Whenever "coverage" occurs in a line of the material, list that line.

++++++++++++++++++++

PR #8, opened 2025-06-18
Add initial WASM SIMD128 support

ajakubowicz-canva:
> [!NOTE]
> The measurements in this PR were done very rough via a quick Chrome profile. Because the numbers are small, until we run a rigorous benchmark it'll be hard to validate the impact. Especially across browser engines, and with JS engines optimising WASM and fusing operators.

## Overview

This PR adds initial WASM SIMD support to `fearless_simd`, implementing enough operations to enable WASM SIMD in https://github.com/linebender/vello/pull/1053. Rather than implementing all operations in one large PR, this focuses on the essential subset needed for Vello and breaks up an otherwise huge change. There's also some tricky operations to implement using the small amount of WASM instructions 😅 .

## Performance Impact

Tested with Ghost Tiger rendering in Vello:

### Without fast kurbo (baseline):
- **Without SIMD**: ~42.31ms per frame
- **With SIMD**: ~39.91ms per frame  
- **Improvement**: ~5% faster

### With fast kurbo (https://github.com/linebender/kurbo/pull/427):
- **Without SIMD**: ~6ms per frame
- **With SIMD**: ~4ms per frame
- **Improvement**: ~30% faster (Take this with a huge grain of salt)

*Test methodology: I linked `vello` locally to `fearless_simd` via `path` reference, and modified `vello_hybrid` to use the WASM SIMD level.*

## Changes

- **New architecture**: Added WASM SIMD128 support
- **Operations implemented**: Core subset including:
  - Binary ops: `add`, `sub`, `mul`, `min`, `max`
  - Comparison ops: `simd_eq`, `simd_ne`, `simd_lt`, etc.
  - Math ops: `sqrt`, `madd`
- **Testing**: Added parity tests ensuring Fallback and WASM SIMD produce identical results
- **Bug fix**: Fixed incorrect mask generation in Fallback comparison operations (was returning `0/1` instead of `0/-1`)

## Test Plan

Added `test_wasm_simd_parity!` macro that verifies operations produce identical results across Fallback and WASM SIMD implementations.

I only tested a small subset. Maybe in the future we code-gen the tests as well?

## Next Steps

Future PRs will add more operations to achieve full WASM SIMD coverage.

### DIFF
--- a/.github/workflows/ci.yml
+++ b/.github/workflows/ci.yml
@@ -53,8 +53,6 @@ jobs:
   build-no-std:
     name: build (no_std)
     runs-on: ubuntu-latest
-    strategy:
-      fail-fast: false
     steps:
       - uses: actions/checkout@v4
 
--- a/.github/workflows/ci.yml
+++ b/.github/workflows/ci.yml
@@ -49,7 +49,33 @@ jobs:
 
       - name: cargo test
         run: cargo test run --workspace --locked --all-features --no-fail-fast
-    
+
+  test-stable-wasm:
+    name: test (wasm32)
+    runs-on: ubuntu-latest
+    steps:
+      - uses: actions/checkout@v4
+
+      - name: install stable toolchain
+        uses: dtolnay/rust-toolchain@master
+        with:
+          toolchain: ${{ env.RUST_STABLE_VER }}
+          targets: wasm32-unknown-unknown
+
+      - name: restore cache
+        uses: Swatinem/rust-cache@v2
+        with:
+          save-if: ${{ github.event_name != 'merge_group' }}
+
+      - name: install wasm-pack
+        uses: taiki-e/install-action@v2
+        with:
+          tool: wasm-pack
+
+      - name: Run fearless_simd_tests on Chrome
+        run: wasm-pack test --headless --chrome
+        working-directory: fearless_simd_tests
+  
   build-no-std:
     name: build (no_std)
     runs-on: ubuntu-latest
--- a/fearless_simd_gen/src/arch/wasm.rs
+++ b/fearless_simd_gen/src/arch/wasm.rs
@@ -1,0 +1,93 @@
+// Copyright 2025 the Fearless_SIMD Authors
+// SPDX-License-Identifier: Apache-2.0 OR MIT
+
+use crate::arch::Arch;
+use crate::types::{ScalarType, VecType};
+use proc_macro2::{Ident, Span, TokenStream};
+use quote::quote;
+
+pub struct Wasm;
+
+fn translate_op(op: &str) -> Option<&'static str> {
+    Some(match op {
+        "abs" => "abs",
+        "neg" => "neg",
+        "floor" => "floor",
+        "sqrt" => "sqrt",
+        "add" => "add", // There is also a add_sat
+        "sub" => "sub", // There is also a sub_sat
+        "mul" => "mul",
+        "div" => "div",
+        "simd_eq" => "eq",
+        "simd_lt" => "lt",
+        "simd_le" => "le",
+        "simd_ge" => "ge",
+        "simd_gt" => "gt",
+        "not" => "not",
+        "and" => "and",
+        "or" => "or",
+        "xor" => "xor",
+        // TODO: With target-feature "relaxed-simd" this could be "relaxed_max".
+        "max" => "max",
+        // TODO: With target-feature "relaxed-simd" this could be "relaxed_min".
+        "min" => "min",
+        "max_precise" => "max",
+        "min_precise" => "min",
+        "splat" => "splat",
+        // TODO: Only target-feature "relaxed-simd" has "relaxed_madd".
+        _ => return None,
+    })
+}
+
+fn simple_intrinsic(name: &str, ty: &VecType) -> TokenStream {
+    let ty_prefix = Wasm.arch_ty(ty);
+    let ident = Ident::new(name, Span::call_site());
+    let combined_ident = Ident::new(
+        &format!("{}_{}", ty_prefix.to_string(), ident.to_string()),
+        Span::call_site(),
+    );
+    quote! { #combined_ident }
+}
+
+fn v128_intrinsic(name: &str) -> TokenStream {
+    let ty_prefix = Ident::new("v128", Span::call_site());
+    let ident = Ident::new(name, Span::call_site());
+    let combined_ident = Ident::new(
+        &format!("{}_{}", ty_prefix.to_string(), ident.to_string()),
+        Span::call_site(),
+    );
+    quote! { #combined_ident }
+}
+
+impl Arch for Wasm {
+    fn arch_ty(&self, ty: &VecType) -> TokenStream {
+        let scalar = match ty.scalar {
+            ScalarType::Float => "f",
+            ScalarType::Unsigned => "u",
+            ScalarType::Int | ScalarType::Mask => "i",
+        };
+        let name = format!("{}{}x{}", scalar, ty.scalar_bits, ty.len);
+        let ident = Ident::new(&name, Span::call_site());
+        quote! { #ident }
+    }
+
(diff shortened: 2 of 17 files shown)


fearless_simd_tests/tests/wasm.rs
```diff
@@ -0,0 +1,226 @@
...
+            let wasm_result = dispatch(Level::WasmSimd128(wasm32::WasmSimd128::new_unchecked()));
+
+            assert_eq!(fallback_result, wasm_result,
+                concat!(stringify!($test_name), ": Expected fallback and WASM SIMD results to match."));
+        }
+    };
+}
+
+test_wasm_simd_parity! {
+    fn test_add_f32x4() {
```
DJMcNab: Nit: `test_` prefix on tests is not necessary/idiomatic, at least outside of `wasm_bindgen_test`

ajakubowicz-canva: Thank you! Fixed in https://github.com/raphlinus/fearless_simd/pull/8/commits/230270f1092530922f7931860b6dd9851e3d9da5

fearless_simd_tests/tests/wasm.rs
LaurenzV, line 1: I agree that, in the long term, we will probably want to autogenerate the tests, so that you write a test once with the expected output, and then compare it across all implementations. But, happy to land this as an intermediate version so we have at least some test coverage.

.github/workflows/ci.yml
LaurenzV, line 1: Will the WASM tests you added run in CI (I think not)? If it's on purpose feel free to ignore, just wanted to point it out! ^^

fearless_simd_tests/tests/wasm.rs
```diff
@@ -0,0 +1,226 @@
+// Copyright 2025 the Fearless_SIMD Authors
+// SPDX-License-Identifier: Apache-2.0 OR MIT
+
+#[cfg(target_arch = "wasm32")]
+use fearless_simd::*;
+#[cfg(target_arch = "wasm32")]
+use wasm_bindgen_test::*;
+
+/// `test_wasm_simd_parity` enforces that the fallback level and +simd128 levels output the same
```
LaurenzV, line 9: Ideally the reference result should be provided manually (since it's possible the fallback is wrong as well), but that's for the future when we implement a proper test suite

fearless_simd_gen/src/arch/wasm.rs
```diff
@@ -0,0 +1,93 @@
...
+        "or" => "or",
+        "xor" => "xor",
+        // TODO: With target-feature "relaxed-simd" this could be "relaxed_max".
+        "max" => "max",
+        // TODO: With target-feature "relaxed-simd" this could be "relaxed_min".
+        "min" => "min",
+        "max_precise" => "max",
+        "min_precise" => "min",
+        "splat" => "splat",
+        // TODO: Only target-feature "relaxed-simd" has "relaxed_madd".
```
LaurenzV, line 37: Would be interesting to see if there are performance improvements if you use relaxed_madd. For me, that was the main thing that made a difference between the autovectorized version and the manual SIMD implementation, the speedup was like 15% there.

fearless_simd_gen/src/arch/wasm.rs
```diff
@@ -0,0 +1,93 @@
...
+pub struct Wasm;
+
+fn translate_op(op: &str) -> Option<&'static str> {
+    Some(match op {
+        "abs" => "abs",
+        "neg" => "neg",
+        "floor" => "floor",
+        "sqrt" => "sqrt",
+        "add" => "add", // There is also a add_sat
+        "sub" => "sub", // There is also a sub_sat
```
LaurenzV: `add_sat` and `sub_sat` will be separate instructions

fearless_simd_gen/src/mk_fallback.rs
```diff
@@ -173,11 +173,11 @@ fn mk_simd_impl() -> TokenStream {
                     let mask_type = VecType::new(ScalarType::Mask, vec_ty.scalar_bits, vec_ty.len);
                     let items = make_list(
                         (0..vec_ty.len)
-                            .map(|idx| {
+                            .map(|idx: usize| {
                                 let args = [quote! { &a[#idx] }, quote! { &b[#idx] }];
                                 let expr = Fallback.expr(method, vec_ty, &args);
                                 let mask_ty = mask_type.scalar.rust(scalar_bits);
-                                quote! { #expr as #mask_ty }
+                                quote! { -(#expr as #mask_ty) }
```
LaurenzV, line 180: Oh I see now, this is because in neon, the mask for true is all bits set to 1? I assumed it doesn't matter what the representation for true is as long as `false` is, but I guess it makes sense to keep it consistent. Do you know if all SIMD variants are guaranteed to have that representation?

fearless_simd_gen/src/mk_wasm.rs
```diff
@@ -0,0 +1,310 @@
...
+                                == (&VecType {
+                                    scalar: ScalarType::Int,
+                                    scalar_bits: 8,
+                                    len: 16,
+                                }))
+                    {
+                        quote! {
+                            #[inline(always)]
+                            fn #method_ident(self, a: #ty<Self>, b: #ty<Self>) -> #ret_ty {
+                                // TODO: WASM doesn't have `i8x16_mul` or `u8x16_mul`.
```
LaurenzV, line 122: So how do you multiply 8-bit integers? 🤔

LaurenzV (approved):

.github/workflows/ci.yml
ajakubowicz-canva: Great point – I think I've added the action correctly in https://github.com/raphlinus/fearless_simd/pull/8/commits/732454e275f7c0f444561a5c2971db9022cb2aea

fearless_simd_tests/tests/wasm.rs
ajakubowicz-canva: Thank you!

I tried a couple different macro approaches, but it ended up being extremely confusing. Maybe there is a way to express the tests as a nice macro as well. I am also not very confident with macros.

ajakubowicz-canva: I also don't yet have a good idea of how to test `neon`. Maybe the CI mac already supports it?

fearless_simd_gen/src/arch/wasm.rs
ajakubowicz-canva: That's super interesting. I didn't get enough time to explore yet but it's definitely something I'm also curious about.

fearless_simd_gen/src/arch/wasm.rs
ajakubowicz-canva: Ah excellent. I'll remove the comments. https://github.com/raphlinus/fearless_simd/pull/8/commits/96eed42712980a0f0a1913f49d26e007d7560621

fearless_simd_gen/src/mk_fallback.rs
ajakubowicz-canva: From a quick look, SSE/AVX (x86) and neon both set all bits to 1 for true, and all to 0 for false. So this change will be consistent with them.

E.g. Neon, x86, fallback, and Wasm should all be identical.

fearless_simd_gen/src/mk_wasm.rs
ajakubowicz-canva: I thought the same thing, and was confused why those types don't exist! 

Luckily, [Highway has an implementation](https://github.com/google/highway/blob/9d1fa11ad921b97357aed0cb277ded70ad9170f8/hwy/ops/wasm_128-inl.h#L950-L958) that can be used as a reference.

fearless_simd_tests/tests/wasm.rs
DJMcNab: The CI Macs should support this, because they're physical M1 machines. In theory, you should be running the same code with different level enum values, I think.

PR #12, opened 2025-06-20
[WASM] implement `mul_u8x16` and `mul_i8x16`

ajakubowicz-canva:
`mul_u8x16` and `mul_i8x16` are implemented as truncating multiplication, matching `neon`.
While unit testing this change I noticed that the Fallback level panics on overflow. Opened: https://github.com/raphlinus/fearless_simd/issues/11

A source of inspiration for this implementation was Highway's [MulHigh](https://github.com/google/highway/blob/9d1fa11ad921b97357aed0cb277ded70ad9170f8/hwy/ops/wasm_128-inl.h#L952-L957).

### DIFF
--- a/fearless_simd_tests/tests/wasm.rs
+++ b/fearless_simd_tests/tests/wasm.rs
@@ -61,6 +61,26 @@ test_wasm_simd_parity! {
 }
 
 test_wasm_simd_parity! {
+    fn mul_u8x16() {
+        |s| -> [u8; 16] {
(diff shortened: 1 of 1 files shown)


LaurenzV (approved):
Haven't looked into how `shuffle` works, but seems fine!

ajakubowicz-canva:
I've added back tests, but kept the tests within bounds as to not exercise overflow logic.
I won't land this until the larger #14 has landed.

PR #13, opened 2025-06-20
[fearless_simd_gen]: Fix rustfmt style_edition defaulting to `2015`

ajakubowicz-canva:
### Context

Generated code is formatted with `rustfmt`. However, by default rustfmt [uses the 2015 edition](https://github.com/rust-lang/rustfmt?tab=readme-ov-file#rusts-editions). This PR adds `rustfmt.toml` such that generating the code and `cargo fmt` match.

I also snuck in a fix to an `expect` message.

### Test plan

When I run `cargo run --bin fearless_simd_gen` I now get the same result as `cargo fmt`. Sorry for not catching this in the initial PR. I could get around it by using the generator then running `cargo fmt` 🤦


fearless_simd_gen/src/main.rs
ajakubowicz-canva, line 1: This file contains an improvement to an expect message that would otherwise literally panic with the message: `"error parsing {name}"`. Now it provides the name.

LaurenzV (approved):

PR #14, opened 2025-06-22
Add more features

LaurenzV:
This PR adds a bunch of additional features which already allow us to implement
- Basic alpha compositing of fills/strips.
- Rendering of blurred rectangles.
- Rendering of gradients.

in vello_cpu, using exclusively fearless_simd. The changes include:

- Widening and narrowing instructions for u8 and u16.
- 512-bit vector types
- I removed zip/unzip and instead added a zip1/zip2 instruction for zipping the upper/lower part of the vectors.
- The `fract` and `msub` methods
- The ability to reinterpret integer types as u8

Test cases pass with both, fallback and NEON.


fearless_simd/src/generated/wasm.rs
```diff
@@ -138,7 +138,7 @@ impl Simd for WasmSimd128 {
     }
     #[inline(always)]
     fn fract_f32x4(self, a: f32x4<Self>) -> f32x4<Self> {
-        todo!().simd_into(self)
```
ajakubowicz-canva: whoops! Good fix thank you!

fearless_simd/src/generated/wasm.rs
```diff
@@ -138,7 +138,7 @@ impl Simd for WasmSimd128 {
...
+        todo!()
```
ajakubowicz-canva: Thank you so much!

fearless_simd/src/generated/wasm.rs
```diff
@@ -192,7 +192,7 @@ impl Simd for WasmSimd128 {
         todo!()
     }
     #[inline(always)]
-    fn shr_i8x16(self, a: i8x16<Self>, b: i8x16<Self>) -> i8x16<Self> {
+    fn shr_i8x16(self, a: i8x16<Self>, shift: u32) -> i8x16<Self> {
```
ajakubowicz-canva: Was I running something incorrectly? I am surprised this compiled, especially given there are other WASM SIMD tests.
In any case, thank you very much for fixing this.

Edit: Disregard, I reviewed this incrementally and saw this was a change.

fearless_simd_gen/src/ops.rs
```diff
@@ -36,14 +40,16 @@ pub const FLOAT_OPS: &[(&str, OpSig)] = &[
...
-    ("zip", OpSig::Zip),
-    ("unzip", OpSig::Zip),
+    ("zip1", OpSig::Zip(true)),
+    ("zip2", OpSig::Zip(false)),
     ("max", OpSig::Binary),
     ("max_precise", OpSig::Binary),
     ("min", OpSig::Binary),
     ("min_precise", OpSig::Binary),
     ("madd", OpSig::Ternary),
+    ("msub", OpSig::Ternary),
```
ajakubowicz-canva, line 50: I don't think we need to add `msub` as this should be something that LLVM can optimize into.

Excerpt from a DM to Raph:
 > As a guiding principle, I feel like anything that can be accessed through llvm optimizations doesn't need an intrinsic API method [...] and in some cases the right thing to do might be to file issues against llvm to get more optimizations. ~@raphlinus (via DM)

fearless_simd_gen/src/ops.rs
```diff
@@ -57,14 +63,17 @@ pub const INT_OPS: &[(&str, OpSig)] = &[
...
+    ("shr", OpSig::Shift),
     ("simd_eq", OpSig::Compare),
     ("simd_lt", OpSig::Compare),
     ("simd_le", OpSig::Compare),
     ("simd_ge", OpSig::Compare),
     ("simd_gt", OpSig::Compare),
-    ("zip", OpSig::Zip),
-    ("unzip", OpSig::Zip),
+    ("zip1", OpSig::Zip(true)),
+    ("zip2", OpSig::Zip(false)),
```
ajakubowicz-canva: I prefer Highway's naming of [`ZipLower` and `ZipHigher`](https://github.com/google/highway/blob/9d1fa11ad921b97357aed0cb277ded70ad9170f8/hwy/ops/wasm_128-inl.h#L3258) vs the extremely terse name `zip1` and `zip2`. What do you think about a more readable `zip_low` and `zip_high`?

ajakubowicz-canva (commented):
So many great improvements in this PR!!! 🎉  I haven't gotten through everything but from my first pass I think the comments I've left are the major points. Anything else will probably be a nit or can be done in a followup.

fearless_simd_gen/src/ops.rs
LaurenzV: How so? Isn't this the same as for fused multiply-add, where the semantics are not exactly the same as for add + mul, and thus the compiler cannot make this optimization by default?

fearless_simd/src/generated/wasm.rs
LaurenzV: I changed this because the way shifting works between fallback/neon is slightly different, so the easiest for now was to just take one parameter for the shift that is applied to all lanes, instead of allowing different shift values for each lane. Obviously would also be a nice feature to have, but not a priority for us.

fearless_simd_gen/src/ops.rs
LaurenzV: That seems reasonable to me!

fearless_simd_gen/src/ops.rs
AndrewJakubowicz: I'll need Raph to chime in to answer your question because I'm also unclear about why madd isn't a similar consideration. I won't block on this.

AndrewJakubowicz:
> Test cases pass with both, fallback and NEON.

Just clarifying that this relates to the Vello test suite right?
Thank you!

LaurenzV:
> Just clarifying that this relates to the Vello test suite right?

Yep.

ajakubowicz-canva:
Just needs a fmt to pass CI.

fearless_simd_gen/src/ops.rs
ajakubowicz-canva: We discussed in office hours. I am going to try my best to summarize the discussion. Essentially, we already have a fused multiply-add, and I believe the intent is that a consumer of fearless_simd can express a fused multiply-sub by negating the fused multiply-add. Then LLVM should be able to optimize the negated fused multiply-add into the right underlying SIMD intrinsic.

This is preferred as we can keep our API surface smaller. It's also preferred because there's a complexity of which underling implementations to use on different architectures, so it's much simpler to leverage LLVM in these cases.

Finally we discussed removing msub and replacing usages with negeted fused multiply-adds.

@LaurenzV Does that summary capture the office hours discussion? Also, than you for bearing with me on this one 😄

++++++++++++++++++++

** ANSWER FOR THIS EXERCISE **
Future PRs will add more operations to achieve full WASM SIMD coverage.
LaurenzV, line 1: I agree that, in the long term, we will probably want to autogenerate the tests, so that you write a test once with the expected output, and then compare it across all implementations. But, happy to land this as an intermediate version so we have at least some test coverage.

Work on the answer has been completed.